American businessman, author and radio producer

Denny Somach is an American businessman, author, and Grammy-award winning radio producer. He is the founder of Denny Somach Productions, an independent production company that produces syndicated and network programming.

==Biography==
Somach attended Moravian College in Bethlehem, Pennsylvania, where he received a Bachelor of Arts degree. After graduating in 1975, Somach became an announcer at WSAN, a progressive rock station in nearby Allentown. He later worked at WYSP-FM in Philadelphia as an announcer and programmer before launching his own independent production company, Denny Somach Productions (DSP), in 1981. Among the syndicated and network radio programming produced by DSP are a number of successful productions, including The Classics, a widely syndicated weekly retrospective show that was originated in 1999 as The Rock of the Century; Legends of Rock;Psychedelic Psnack (Westwood One); Live From the Hard Rock Cafe NBC.
Somach has been a consultant or director for several cable networks, including MTV, Cable Music Channel, the Comedy Channel and The Fine Living Network. He produced The News That Rocked '81, the first outside program broadcast on MTV. He is the co-creator of Friday Night Videos on NBC and was also a consultant for XM Satellite Radio and a contributor to Comcast Network.
Among his television production credits are Evening/PM Magazine; Solid Gold Rock 'n Roll the first 30-minute music infomercial; and Sixty Greatest Hits of the Sixties, the first long form record collection infomercial featuring a package developed by a major record label. The infomercials featured Wolfman Jack and Davy Jones, respectively. Somach has also produced records and videos for artists such as Johnny Winter, Todd Rundgren, Alan Parsons, and Barbara Mandrell. He served as executive producer for Eric Johnson's album Ah Via Musicom, featuring the Grammy Award winning song "Cliffs of Dover".
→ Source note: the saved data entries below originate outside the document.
PR #820, opened 2026-06-10
fix(sync): close the reconnect catch-up gap that dropped live messages

kristofferremback:
## Problem

A message sent while a client was briefly disconnected (deploy bounce, phone sleep) could stay missing from the timeline until a full reload, while newer messages kept arriving fine.

Verified against prod for the reported incident (DM `stream_01KJMS776MNP2Q382MJ639Y2JD`):

- seq **3501** created 18:55:11Z while the viewer's device was suspended (its `stream:read` events stop at 18:53:31 and resume 18:55:36) → broadcast missed
- seq **3502** arrived live at 18:55:34, exactly mid-resume
- 3501 never backfilled — visible in the screenshots that triggered this investigation

## Root cause

`SyncEngine.bootstrapWorkspace`'s reconnect path re-joined stream rooms (re-registering socket handlers) **before** reading the per-stream catch-up cursor from `getLatestPersistedSequence`. A live message landing in that window (3502) is written to IndexedDB and advances the cursor past the disconnect gap, so the `bootstrap?after=3502` fetch returns nothing and 3501 is permanently skipped. Since stream bootstrap queries run with `staleTime: Infinity` and all refetch triggers disabled, nothing ever heals the hole short of a reload. `performStreamRefresh` had the same ordering flaw.

INV-53's subscribe-then-fetch makes *overlap* safe (writes dedupe by event id) — but this ordering created *gaps*, which nothing tolerated.

## Fix (two layers)

1. **Root cause:** read each visible stream's catch-up cursor before re-joining its room, in both the reconnect path and `performStreamRefresh`. The regression test fails against the old ordering with the exact production symptom (`after: "3"` instead of `after: "1"`).
2. **Safety net:** tail sequence-gap detection on the live socket write path. When an incoming event's sequence skips past the latest persisted one, the handler reports the pre-write tail via a new `onSequenceGap` callback and `SyncEngine.backfillStreamGap` runs a single-flighted `bootstrap?after=` fetch. This heals *any* missed-event scenario (zombie socket, server bounce, failed catch-up) instead of leaving the hole until the next full-replace bootstrap. A distinct gap reported mid-flight is queued and drained into one follow-up fetch; duplicate reports of the same gap (both handler registration sites observe it) collapse onto the in-flight fetch.

Note: other users' command events legitimately occupy sequence slots that are never delivered to this viewer, so a reported gap can come back empty — the backfill is idempotent and self-quiets because the next live event sits contiguously on the new tail.

## Design decisions

- `backfillStreamGap` deliberately does not coordinate with `activeStreamRefreshes`: concurrent applies are idempotent by design (append-mode merges, writes dedupe by id), so the worst case of an overlapping navigation refresh is one redundant fetch — not worth coupling the two flight guards.
- Gap detection runs inside the same Dexie transaction as the dedupe + put in both `handleMessageCreated` and `handleAppendEvent`, so a concurrent write can't make the reported cursor lie; the backfill itself fires only after commit.

## Testing

- Gap detection: contiguous events, cold cache, older-than-tail events, pending optimistic placeholder rows, duplicate redelivery, append-style (membership/session) events
- Pre-join cursor regression tests for both the reconnect path and navigation refresh (verified to fail with the old ordering)
- Backfill single-flighting + queued mid-flight cursor drain
- Full frontend suite: 2338 tests green; monorepo typecheck + lint green via pre-commit hooks

https://claude.ai/code/session_01A7PKnoGy94kset59mDPyYw

---
_Generated by [Claude Code](https://claude.ai/code/session_01A7PKnoGy94kset59mDPyYw)_

---
<a href="https://app.blacksmith.sh/threahq/codesmith/threa/pr/820"><picture><source media="(prefers-color-scheme: dark)" srcset="https://pr-comments-assets.blacksmith.sh/codesmith/view-with-codesmith-dark-v2.svg"><source media="(prefers-color-scheme: light)" srcset="https://pr-comments-assets.blacksmith.sh/codesmith/view-with-codesmith-light-v2.svg">View with Codesmith</picture></a> <a href="https://backend.blacksmith.sh/track/enable-autofix?expires=1783713556&installation_id=129946197&pr_number=820&repository=threahq%2Fthrea&return_to=https%3A%2F%2Fgithub.com%2Fthreahq%2Fthrea%2Fpull%2F820&signature=1a658ccd69df36b9062d8e1e6fded1e8bb5500b2a0c197da1fbfe3626e1fc01d"><picture><source media="(prefers-color-scheme: dark)" srcset="https://pr-comments-assets.blacksmith.sh/codesmith/autofix-with-codesmith-dark.svg"><source media="(prefers-color-scheme: light)" srcset="https://pr-comments-assets.blacksmith.sh/codesmith/autofix-with-codesmith-light.svg">Autofix with Codesmith</picture></a>

### DIFF
--- a/apps/frontend/src/hooks/use-stream-socket.ts
+++ b/apps/frontend/src/hooks/use-stream-socket.ts
@@ -3,6 +3,7 @@ import { useQueryClient } from "@tanstack/react-query"
 import { useSocket } from "@/contexts"
 import { joinRoomFireAndForget } from "@/lib/socket-room"
 import { registerStreamSocketHandlers } from "@/sync/stream-sync"
+import { useOptionalSyncEngine } from "@/sync/sync-engine"
 
 /**
  * Hook to handle real-time message/reaction events for a specific stream.
@@ -16,6 +17,8 @@ export function useStreamSocket(workspaceId: string, streamId: string, options?:
   const shouldSubscribe = options?.enabled ?? true
   const queryClient = useQueryClient()
   const socket = useSocket()
+  // Optional: draft panels can mount outside the workspace SyncEngine provider.
+  const syncEngine = useOptionalSyncEngine()
 
   useEffect(() => {
     if (!socket || !workspaceId || !streamId || !shouldSubscribe) return
@@ -29,7 +32,14 @@ export function useStreamSocket(workspaceId: string, streamId: string, options?:
     // Register all stream-level socket handlers — they write to IDB only.
     // queryClient is passed for transitional workspace bootstrap preview updates
     // (will be removed in Phase 3).
-    const cleanupHandlers = registerStreamSocketHandlers(socket, workspaceId, streamId, queryClient)
+    const cleanupHandlers = registerStreamSocketHandlers(socket, workspaceId, streamId, queryClient, {
+      // A live event that skips past the cached tail means events were missed
+      // (zombie socket, server bounce). Route to the engine's single-flighted
+      // backfill so the hole is fetched instead of persisting until reload.
+      onSequenceGap: syncEngine
+        ? ({ streamId: gapStreamId, afterSequence }) => void syncEngine.backfillStreamGap(gapStreamId, afterSequence)
+        : undefined,
+    })
 
     return () => {
       abortController.abort()
@@ -38,5 +48,5 @@ export function useStreamSocket(workspaceId: string, streamId: string, options?:
       // a single leave undoes ALL joins. The SyncEngine also joins this room
       // for stream:activity delivery — leaving here would break sidebar updates.
     }
-  }, [socket, workspaceId, streamId, shouldSubscribe, queryClient])
+  }, [socket, workspaceId, streamId, shouldSubscribe, queryClient, syncEngine])
 }
--- a/apps/frontend/src/sync/stream-sync.test.ts
+++ b/apps/frontend/src/sync/stream-sync.test.ts
@@ -1,4 +1,4 @@
-import { describe, it, expect, beforeEach } from "vitest"
+import { describe, it, expect, beforeEach, vi } from "vitest"
 import { QueryClient } from "@tanstack/react-query"
 import type { Socket } from "socket.io-client"
 import { db } from "@/db"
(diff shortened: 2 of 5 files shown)


kristofferremback:
### Code review
**Review models:** Orchestrator: Claude Opus 4.8 | Reviewers: sonnet x3

Pre-PR self-review of the branch diff. 4 findings scored ≥80; 2 were fixed in `51991d7` before this PR was opened, 1 was declined with rationale, 1 was clean.

**Fixed before opening:**

1. `stream-sync.ts` — `handleAppendEvent` ran dedupe → gap-read → put as three separate awaits with no enclosing Dexie transaction, unlike `handleMessageCreated`. A concurrent append landing between the gap read and the write could make the reported cursor lie. Now wrapped in `db.transaction("rw", [db.events], ...)`. (design, 85)
   https://github.com/threahq/threa/blob/51991d760035149c734041ac91e969540d0d10cd/apps/frontend/src/sync/stream-sync.ts#L805-L832
2. `sync-engine.ts` — `backfillStreamGap` single-flighted on `streamId` only, so a *distinct* gap reported mid-flight was silently dropped if the in-flight fetch didn't happen to cover it. Mid-flight reports with a different cursor are now queued (lowest wins) and drained into one follow-up fetch; duplicate reports of the same gap still collapse. (bug, 82)
   https://github.com/threahq/threa/blob/51991d760035149c734041ac91e969540d0d10cd/apps/frontend/src/sync/sync-engine.ts#L240-L300

**Declined:**

3. `backfillStreamGap` doesn't coordinate with `activeStreamRefreshes` (design, 80) — concurrent applies are idempotent by design (INV-53 overlap-safety: append merges, writes dedupe by event id), so an overlapping navigation refresh costs at most one redundant fetch. Coupling the two flight guards adds complexity without a correctness payoff. Documented in the PR description.

---
<details><summary>📐 Plan Adherence [CLEAN]</summary>All four claimed fix pieces present and tested; no plan file by design (intentionally not committed).</details>
<details><summary>🔍 Bugs [1 issue — fixed]</summary>Mid-flight gap report dropped by single-flight (see #2 above).</details>
<details><summary>📋 CLAUDE.md Compliance [CLEAN]</summary>No INV violations introduced; gap callback fires post-commit (no network inside Dexie transactions), no hidden singletons, INV-53 is the invariant being repaired.</details>
<details><summary>🏗️ Design [2 concerns — 1 fixed, 1 declined]</summary>Transaction-shape inconsistency in handleAppendEvent (fixed); flight-guard coordination (declined, see above).</details>

---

In addition to producing, Somach hosted the show Hot Spots, a weekly concert series he developed for USA Network. He has authored two books on the Beatles: Ticket to Ride (1989) and Meet the Beatles...Again (1995). His latest book, Get the Led Out-How Led Zeppelin Became the Biggest Band in the World," was published on November 6, 2012. An updated version was published in April 2014. Somach currently writes and produces "Carol Miller's Get the Led Out," which airs on over 100 radio stations.

Somach is also the co-founder of the Cinema record label.